We talked to Sergey Kandaurov of Flexify on how they help business building cloud-agnostic solutions by simplifying migration and avoiding dependency on a single cloud storage provider and here is what he said about it.
First of all, how are you and your family doing in these COVID-19 times?
Sergey Kandaurov: My home is in Palawan in the Philippines (the best island in the world, according to some), where I moved a few years ago, long before COVID. The island was basically closed on Match 2020, sacrificing its tourism industry, with domestic flights banned and no one allowed to enter from the outside. We were lucky to return from a business trip just two days before it happened. This ban, combined with tensive contact tracing by local authorities and health protocols (masks, face shields, limited capacities, no cinemas, etc.), worked. We only had a few hundred cases for the while 1M island with 2 fatalities and currently only 3 active cases. So the health risk is not large.
Due to the travel ban, my ability to travel is very much limited now, and I keep working from home as I worked before COVID. However, due to much more people working or studying from home, including online classes for all kids, much more Internet is created, and the Internet becomes slow and less stable. But that’s basically the biggest issues personally for my family and me.
Tell us about you, your career, how you founded Flexify.
Sergey Kandaurov: I worked for Acronis, first in Russia than in the US headquarters, as a Director for Product Management responsible for most Acronis business products. When Sergei Belousov became a CEO, he decided to bring a management team from Parallels, and it was not compatible with my career plans. So I quit, moved to the Philippines, and about a year later founded Flexify.io together with two other co-founders that I know from the university.
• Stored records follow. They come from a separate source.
PR #449, opened 2017-12-13
US92691 Add new d2l-my-courses-content

ryantmer:
This new content component accomplishes the goal of the US, which was to fill up to 12 enrollments for a user. In particular, we will now fetch all of a user's pinned enrollments, then continue to add enrollments until we hit 12, or they no longer have any enrollments. There are other "new" things in here as well, for example using the new query parameters `?sort=current&promotePins=true`. We also no longer auto-pin in the new logic, so we explicitly set it to false to be safe for the initial request.

Aside from those changes, the component itself is largely the same as the older one, hence breaking out the behaviour in a previous PR.

The idea behind the structure here is that when the `updatedSortLogic` variable is removed, we can just remove `d2l-my-courses-content-animated`, and optionally re-integrate the functionality in `d2l-my-courses-content-behavior` right back into `d2l-my-courses-content` itself.

TODO:

- [x] Add tests
- [x] Wait for `promotePins` bookmarking fix to be merged in the LMS

### DIFF
--- a/src/d2l-my-courses-content/d2l-my-courses-content.html
+++ b/src/d2l-my-courses-content/d2l-my-courses-content.html
@@ -52,7 +52,7 @@
 					[[item.alertMessage]]
 					<a
 						is="d2l-link"
-						href="Javascript:void(0);"
+						href="javascript:void(0);"
 						hidden$="[[_hasEnrollments]]"
 						on-tap="_refreshPage">[[localize('refresh')]]</a>
 				</d2l-alert>
--- a/src/d2l-my-courses-content/d2l-my-courses-content.html
+++ b/src/d2l-my-courses-content/d2l-my-courses-content.html
@@ -6,14 +6,11 @@
 <link rel="import" href="../../../d2l-loading-spinner/d2l-loading-spinner.html">
 <link rel="import" href="../../../d2l-simple-overlay/d2l-simple-overlay.html">
 <link rel="import" href="../../../d2l-image-selector/d2l-basic-image-selector.html">
-<link rel="import" href="../../../d2l-typography/d2l-typography-shared-styles.html">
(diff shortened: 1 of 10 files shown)


src/d2l-my-courses-content/d2l-my-courses-content.html
```diff
@@ -0,0 +1,271 @@
...
+			</d2l-loading-spinner>
+		</div>
+
+		<div hidden$="[[!_showContent]]" class="my-courses-content">
+			<template is="dom-repeat" items="[[_alerts]]">
+				<d2l-alert type="[[item.alertType]]">
+					[[item.alertMessage]]
+					<a
+						is="d2l-link"
+						href="Javascript:void(0);"
```
trevorjonesd2l: _mega nit_ `Javascript:void(0);` vs `javascript:void(0);`  like 10 lines down

src/d2l-my-courses-content/d2l-my-courses-content.html
```diff
@@ -0,0 +1,271 @@
...
+				on-focus="_createAllCourses"
+				tabindex="0">
+				<h3 class="d2l-body-standard">[[_viewAllCoursesText]]</h3>
+			</a>
+		</div>
+
+		<div id="allCoursesPlaceholder">
+		</div>
+
+		<d2l-simple-overlay
```
trevorjonesd2l: we make this twice now, maybe component?

ryantmer: As in create a separate component for this? If so, the one in `d2l-my-courses-content-animated` will be short-lived anyway

trevorjonesd2l:
_I still approve_

PR #450, opened 2017-12-14
Unified/Segregated All Courses

trevorjonesd2l:
Yeah this guys is massive but here's what's going on

Added two new components: `d2l-all-courses-unified-content` and `d2l-all-courses-segregated-content` which the current `d2l-all-courses` will switch between, depending on the value of `updatedSortLogic` (which is controlled by combo LaunchDarkly and config flag).

`d2l-all-courses` will still handle the fetching of enrollments, sorting, searching and whatnot and those enrollments will be passed into the `content` components. This isn't super ideal to me it'd be nice if they could just take the URL so they could fetch the enrollments in the actual `content` components, but that refactor seemed a bit too ambitious for this release - perhaps that'll be a dragon, maybe even a lizard.

`d2l-all-courses-unified-content`/`d2l-all-courses-segregated-content` will each work with the enrollments they're passed, to figure out things like animations, grid sizes, empty states and whatnot. Also alerts.

The new sorts were added into `d2l-all-courses`. They behave differently depending on the `updatedSortLogic` flag.

Tests are a mess, I'd just ignore those for now - I'm working on adding/refactoring them now for all the changes to `d2l-all-courses`. I'll either add those tests as a commit later on this PR or as a follow up PR. I mean they work, but like, they're not organized, and more are needed.

I'm sorry this PR is massive - I wanted to break it into smaller PR chunks initially but fear of merging things before branching last week just made this PR grow. The commits might be more bite sized.


src/d2l-all-courses.html
```diff
@@ -91,57 +93,34 @@
...
-					updated-sort-logic="[[updatedSortLogic]]">
-				</d2l-course-tile-grid>
-
+				<div>
+					<template is="dom-if" if="[[updatedSortLogic]]">
+						<d2l-all-courses-unified-content
+							show-course-code="[[showCourseCode]]"
+							show-semester="[[showSemester]]"
+							course-updates-config="[[courseUpdatesConfig]]"
+							updated-sort-logic="[[updatedSortLogic]]"
```
njostonehouse: We only ever show this view if `updatedSortLogic` is true, right? We probably don't need to pass this in, then?

src/d2l-all-courses.html
```diff
@@ -392,86 +352,98 @@ <h2>{{localize('unpinnedCourses')}}</h2>
...
 					case 'PinDate':
 						langterm = 'sorting.sortDatePinned';
 						queryParameter = '-PinDate,OrgUnitId';
+						promotePins = this.updatedSortLogic;
 						break;
 					case 'LastAccessed':
 						langterm = 'sorting.sortLastAccessed';
-						// Note: Sorting by LastAccessed is done differently LMS-side, hence this being different
-						queryParameter = 'LastAccessed';
+						queryParameter = this.updatedSortLogic ? 'LastAccessed,OrgUnitId' : 'LastAccessed';
```
njostonehouse: I don't think `,OrgUnitId` here will have an effect. `LastAccessed` makes up its own bookmark, so no worries there.

src/d2l-all-courses.html
```diff
@@ -392,86 +352,98 @@ <h2>{{localize('unpinnedCourses')}}</h2>
...
-					default: // Includes 'OrgUnitName', which is the default sort order
-						langterm = 'sorting.sortCourseName';
-						queryParameter = '-PinDate,OrgUnitName,OrgUnitId';
+					case 'EnrollmentDate':
+						langterm = 'sorting.enrollmentDate';
+						queryParameter = 'LastModifiedDate,OrgUnitId';
+						break;
+					case 'Default':
+						langterm = 'sorting.default';
+						queryParameter = 'Current,OrgUnitId';
```
njostonehouse: Similarly I don't think `,OrgUnitId` will make a difference here. `LastAccessed` and `Current` ignore the rest of the sort string.

src/d2l-all-courses.html
```diff
@@ -323,20 +287,21 @@ <h2>{{localize('unpinnedCourses')}}</h2>
...
+				if (this.updatedSortLogic) {
+					this.filteredEnrollments.forEach(function(enrollment) {
+						this._coursesMap[this.getEntityIdentifier(enrollment)] = true;
+					}, this);
+				} else {
+					this.filteredPinnedEnrollments.forEach(function(enrollment) {
+						this._pinnedCoursesMap[this.getEntityIdentifier(enrollment)] = true;
+					}, this);
+					this.filteredPinnedEnrollments.forEach(function(enrollment) {
+						this._unpinnedCoursesMap[this.getEntityIdentifier(enrollment)] = true;
```
ryantmer: ~This mystified me as to why this was like this before - why are we looping over `filteredPinnedEnrollments` twice?~

OH this is actually a bug! This second one should be `filteredUnpinnedEnrollments`, not pinned!

src/d2l-all-courses.html
```diff
@@ -392,86 +352,98 @@ <h2>{{localize('unpinnedCourses')}}</h2>
 			},
 			_onFilterChanged: function(e) {
 				this._searchUrl = e.detail.url;
-				this._filterCount = e.detail.filterCount;
```
ryantmer: By whyfore the rename? 😜

src/d2l-all-courses.html
```diff
@@ -392,86 +352,98 @@ <h2>{{localize('unpinnedCourses')}}</h2>
...
-				this._updateTileSizes();
-			},
 			_onSortOrderChanged: function(e) {
 				var queryParameter, langterm;
+				var promotePins = false;
 
 				switch (e.detail.value) {
+					case 'OrgUnitName':
+						langterm = 'sorting.sortCourseName';
+						queryParameter = this.updatedSortLogic ? 'OrgUnitName,OrgUnitId' : '-PinDate,OrgUnitName,OrgUnitId';
```
ryantmer: With the changes in here (and arguably before), `queryParameter` doesn't make much sense anymore - maybe `sortParameter` or something?

lang/en.html
```diff
@@ -72,6 +74,9 @@
 			'sorting.datePinned': 'Date Pinned',
 			'sorting.department': 'Department',
 			'sorting.lastAccessed': 'Last Accessed',
+			'sorting.enrollmentDate': 'Enrollment Date',
```
ryantmer: Oh, these should have "Sort: " in them - otherwise when the sort menu is closed, it just reads "Default", which is somewhat confusing.

PR #451, opened 2017-12-15
Unified all courses follow-up

trevorjonesd2l:
Pretty much all just PR feedback from last time. No tests yet, another PR.


src/d2l-all-courses-unified-content.html
```diff
@@ -113,10 +88,30 @@
...
+			},
+
+			_updateTileSizes: function() {
+				this._rescaleCourseTileRegions();
+				this._tileSizes = Math.floor(100 / this._numColsOverlay) + 'vw';
+			},
+			_enrollmentsChanged: function() {
+				this._noCoursesInSearch = false;
+				this._noCoursesInSelection = false;
+				if (!(this.filteredEnrollments.length > 0)) {
```
ryantmer: Could ditch the `!` here, to just `if (this.filteredEnrollments.length === 0)` (similarly below)

lang/en.html
```diff
@@ -74,9 +74,8 @@
 			'sorting.datePinned': 'Date Pinned',
 			'sorting.department': 'Department',
 			'sorting.lastAccessed': 'Last Accessed',
-			'sorting.enrollmentDate': 'Enrollment Date',
-			'sorting.current': 'Current',
```
ryantmer: Why no more current sort? We're just using "Default" in that case, ja?

src/d2l-all-courses.html
```diff
@@ -77,12 +77,12 @@
 										<div class="dropdown-content-header">
 											<span>{{localize('sorting.sortBy')}}</span>
 										</div>
-										<d2l-menu-item-radio hidden$="[[!updatedSortLogic]]" class="dropdown-content-gradient" value="Default" text="{{localize('sorting.default')}}"></d2l-menu-item-radio>
-										<d2l-menu-item-radio value="OrgUnitName" class$="{{_showDropdownGradient(updatedSortLogic)}}" text="{{localize('sorting.sortCourseName')}}"></d2l-menu-item-radio>
+										<d2l-menu-item-radio hidden$="[[!updatedSortLogic]]" class="dropdown-content-gradient" value="Default" text="{{localize('sorting.sortDefault')}}"></d2l-menu-item-radio>
```
ryantmer: nbd, but these `localize`s can also be one-way bindings

lang/en.html
trevorjonesd2l: ja

PR #596, opened 2018-08-21
Fixed bug where all my courses would not load.

m6jones:
- Fixed a rogue comma
- a map on an array returned the wrong value as `this` was not defined. Bond the function to this so it would be defined.

### DIFF
--- a/src/d2l-all-courses.html
+++ b/src/d2l-all-courses.html
@@ -663,8 +663,9 @@ If it is off and the attribute is not added, the `d2l-all-courses-segregated-con
 				var enrollmentEntities = enrollments.getSubEntitiesByClass(this.HypermediaClasses.enrollments.enrollment);
 
 				if (this.updatedSortLogic) {
-					var gridEntities = enrollmentEntities.map(value => {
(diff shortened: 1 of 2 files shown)


src/d2l-all-courses.html
```diff
@@ -663,8 +663,9 @@
 				var enrollmentEntities = enrollments.getSubEntitiesByClass(this.HypermediaClasses.enrollments.enrollment);
 
 				if (this.updatedSortLogic) {
+					var useEnrollmentCards = this.useEnrollmentCards;
 					var gridEntities = enrollmentEntities.map(function(value) {
-						return this.useEnrollmentCards ? value.href : window.D2L.Hypermedia.Siren.Parse(value);
+						return useEnrollmentCards ? value.href : window.D2L.Hypermedia.Siren.Parse(value);
 					});
```
ryantmer: Ah yeah - this should have a `.bind(this)` on it. Mind doing that instead? (Just a bit more consistent)

ryantmer:
Riiiight, I missed this since I was only looking at the course-tile case anyway! I was wondering how I could have not noticed this... thanks!

m6jones:
I missed this too. Not sure how either...

PR #598, opened 2018-08-22
DE31088: Include the current value of *TabHidden values when they're …

njostonehouse:
…being recalculated.


m6jones:
I am testing it on my instance with group by role selected. I cannot filter by semester or department only role.

njostonehouse:
@m6jones Yep, thank you. This seems to happen when you have insufficient (aliased) roles assigned. Will update this PR.

njostonehouse:
Regrouping and will try again.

How does Flexify innovate?
Sergey Kandaurov: We focus on object storage, the very new type of storage best suitable for the cloud’s nearly unlimited scalability. And we bring another new trend – multi-cloud. As with everything new, there are many challenges, and those challenges required innovative solutions. Most of the things propose at first gets an “it’s impossible to do” response from the engineering, but later, with a little push, 90% of it turn out to be possible and mostly makes it up to the product. Among our inventions:
· The ability to distribute very large (billions of objects, petabytes of data) migrations between an unlimited number of engines in a stateless fashion.
· Multi-cloud storage proxy with S3-to-Azure and S3-to-Alibaba API translation on-the-fly, again, in a stateless fashion.
· No-downtime migrations via the combination of multi-cloud storage and advanced migration algorithms.
· Many more details in how specific parts are handled or implemented.
How does the coronavirus pandemic affect your business finances?
Sergey Kandaurov: Because we are an IT business, tangible limitations did not affect us much. We were not able to take part in some large offline events that affected our ability to promote our products and services, and it becomes much harder to find professionals in IT marketing due to much higher competition for their time. Most of our employees originally worked offline, so the pandemic did not affect our ability to work much. At the same time, the structure of the IT talent market changed a lot towards globalization, making it harder and more expensive to attract new talent.
But at Flexify, we prefer to see any change as an opportunity rather than a problem.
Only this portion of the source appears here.